Stored data entries
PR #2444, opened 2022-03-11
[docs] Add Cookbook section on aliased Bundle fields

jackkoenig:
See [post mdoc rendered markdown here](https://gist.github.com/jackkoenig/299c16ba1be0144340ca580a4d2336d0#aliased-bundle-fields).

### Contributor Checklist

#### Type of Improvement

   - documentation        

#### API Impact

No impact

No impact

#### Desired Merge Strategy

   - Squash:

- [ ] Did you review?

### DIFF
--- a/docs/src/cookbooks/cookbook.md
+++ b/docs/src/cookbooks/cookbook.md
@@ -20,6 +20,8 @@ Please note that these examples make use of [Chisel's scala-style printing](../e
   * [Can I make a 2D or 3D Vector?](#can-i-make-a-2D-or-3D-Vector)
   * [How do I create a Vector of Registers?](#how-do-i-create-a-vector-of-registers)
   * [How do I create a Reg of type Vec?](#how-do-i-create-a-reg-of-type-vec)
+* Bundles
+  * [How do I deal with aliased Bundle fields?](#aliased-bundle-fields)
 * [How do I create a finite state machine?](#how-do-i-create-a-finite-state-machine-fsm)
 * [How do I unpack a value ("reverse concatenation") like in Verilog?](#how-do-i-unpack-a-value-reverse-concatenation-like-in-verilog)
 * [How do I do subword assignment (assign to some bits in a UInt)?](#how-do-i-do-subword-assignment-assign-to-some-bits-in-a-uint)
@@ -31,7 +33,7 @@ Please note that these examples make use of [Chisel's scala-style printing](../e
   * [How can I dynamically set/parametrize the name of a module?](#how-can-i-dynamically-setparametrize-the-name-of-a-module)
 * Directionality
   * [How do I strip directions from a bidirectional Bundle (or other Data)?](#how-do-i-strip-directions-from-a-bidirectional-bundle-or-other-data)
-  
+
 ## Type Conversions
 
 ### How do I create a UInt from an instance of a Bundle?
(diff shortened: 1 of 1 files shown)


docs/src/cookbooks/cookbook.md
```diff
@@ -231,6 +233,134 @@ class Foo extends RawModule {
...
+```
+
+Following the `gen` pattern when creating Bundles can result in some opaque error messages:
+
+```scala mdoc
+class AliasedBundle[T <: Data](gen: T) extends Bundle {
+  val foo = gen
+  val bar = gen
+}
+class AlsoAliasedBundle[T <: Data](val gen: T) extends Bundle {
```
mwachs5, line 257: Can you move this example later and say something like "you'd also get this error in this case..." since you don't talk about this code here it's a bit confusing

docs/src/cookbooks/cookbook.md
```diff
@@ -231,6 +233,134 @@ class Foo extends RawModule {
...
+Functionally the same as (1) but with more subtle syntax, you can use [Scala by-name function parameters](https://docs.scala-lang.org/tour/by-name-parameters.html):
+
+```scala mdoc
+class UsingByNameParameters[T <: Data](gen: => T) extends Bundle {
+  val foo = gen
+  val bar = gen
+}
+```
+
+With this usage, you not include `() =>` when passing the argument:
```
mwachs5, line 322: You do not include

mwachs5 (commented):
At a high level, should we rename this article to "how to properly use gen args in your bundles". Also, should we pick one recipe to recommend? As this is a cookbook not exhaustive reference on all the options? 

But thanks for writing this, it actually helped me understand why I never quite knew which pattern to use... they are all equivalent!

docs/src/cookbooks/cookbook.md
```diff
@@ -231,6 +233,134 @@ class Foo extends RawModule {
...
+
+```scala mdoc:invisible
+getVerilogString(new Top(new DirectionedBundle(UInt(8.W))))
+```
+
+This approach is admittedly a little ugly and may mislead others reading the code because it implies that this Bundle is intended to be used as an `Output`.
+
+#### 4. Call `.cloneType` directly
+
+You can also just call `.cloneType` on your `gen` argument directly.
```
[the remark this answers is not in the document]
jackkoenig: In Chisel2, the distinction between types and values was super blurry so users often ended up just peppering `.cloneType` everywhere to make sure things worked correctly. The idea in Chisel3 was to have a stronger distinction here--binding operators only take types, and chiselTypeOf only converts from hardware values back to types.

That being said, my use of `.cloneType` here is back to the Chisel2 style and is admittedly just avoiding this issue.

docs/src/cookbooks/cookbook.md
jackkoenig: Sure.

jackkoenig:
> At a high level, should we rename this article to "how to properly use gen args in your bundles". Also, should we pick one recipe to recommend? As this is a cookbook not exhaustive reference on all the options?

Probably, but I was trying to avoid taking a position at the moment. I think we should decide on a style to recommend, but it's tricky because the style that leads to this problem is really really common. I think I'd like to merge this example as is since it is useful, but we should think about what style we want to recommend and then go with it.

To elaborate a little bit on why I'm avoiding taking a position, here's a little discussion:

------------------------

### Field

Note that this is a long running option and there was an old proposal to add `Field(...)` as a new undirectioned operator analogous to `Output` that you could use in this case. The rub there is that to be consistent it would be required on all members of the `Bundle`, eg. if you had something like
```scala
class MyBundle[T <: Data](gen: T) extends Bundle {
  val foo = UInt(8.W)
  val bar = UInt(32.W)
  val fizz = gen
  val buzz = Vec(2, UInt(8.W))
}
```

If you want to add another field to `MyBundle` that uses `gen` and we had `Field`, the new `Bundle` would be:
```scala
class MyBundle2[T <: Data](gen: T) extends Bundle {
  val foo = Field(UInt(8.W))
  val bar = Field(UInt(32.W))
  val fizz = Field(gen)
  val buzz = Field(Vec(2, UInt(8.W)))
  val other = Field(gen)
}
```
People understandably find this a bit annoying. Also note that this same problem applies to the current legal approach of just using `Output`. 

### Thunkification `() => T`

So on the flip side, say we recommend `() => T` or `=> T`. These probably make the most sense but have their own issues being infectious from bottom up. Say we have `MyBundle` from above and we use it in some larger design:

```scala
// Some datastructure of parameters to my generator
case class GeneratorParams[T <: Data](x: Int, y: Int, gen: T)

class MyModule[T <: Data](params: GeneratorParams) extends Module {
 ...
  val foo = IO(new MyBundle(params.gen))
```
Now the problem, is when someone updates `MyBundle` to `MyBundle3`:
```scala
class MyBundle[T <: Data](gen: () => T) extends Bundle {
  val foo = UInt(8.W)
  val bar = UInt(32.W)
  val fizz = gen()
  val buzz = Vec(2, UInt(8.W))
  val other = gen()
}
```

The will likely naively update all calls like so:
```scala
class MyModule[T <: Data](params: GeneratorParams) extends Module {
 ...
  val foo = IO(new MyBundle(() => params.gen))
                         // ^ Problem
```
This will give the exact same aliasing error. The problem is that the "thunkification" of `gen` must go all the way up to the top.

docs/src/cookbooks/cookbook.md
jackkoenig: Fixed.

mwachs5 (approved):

» **WORK TO BE COMPLETED**
Copy out every line from the data above in which the word "https" occurs.

» **SOLUTION FOR THIS TASK**
See [post mdoc rendered markdown here](https://gist.github.com/jackkoenig/299c16ba1be0144340ca580a4d2336d0#aliased-bundle-fields).
+Functionally the same as (1) but with more subtle syntax, you can use [Scala by-name function parameters](https://docs.scala-lang.org/tour/by-name-parameters.html):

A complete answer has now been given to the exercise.